Study material
PR #835, opened 2021-09-26
Fix Environment typo in bug report template

glensc:


JonnyWong16:
I was actually going to replace the issues template with forms instead but haven't gotten around to it yet.

https://docs.github.com/en/communities/using-templates-to-encourage-useful-issues-and-pull-requests/configuring-issue-templates-for-your-repository

See Tautulli for example.

https://github.com/Tautulli/Tautulli/tree/master/.github/ISSUE_TEMPLATE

Task prompt
The records above are to be repeated exactly, in their entirety.

Result of this task
PR #835, opened 2021-09-26
Fix Environment typo in bug report template

glensc:


JonnyWong16:
I was actually going to replace the issues template with forms instead but haven't gotten around to it yet.

https://docs.github.com/en/communities/using-templates-to-encourage-useful-issues-and-pull-requests/configuring-issue-templates-for-your-repository

See Tautulli for example.

https://github.com/Tautulli/Tautulli/tree/master/.github/ISSUE_TEMPLATE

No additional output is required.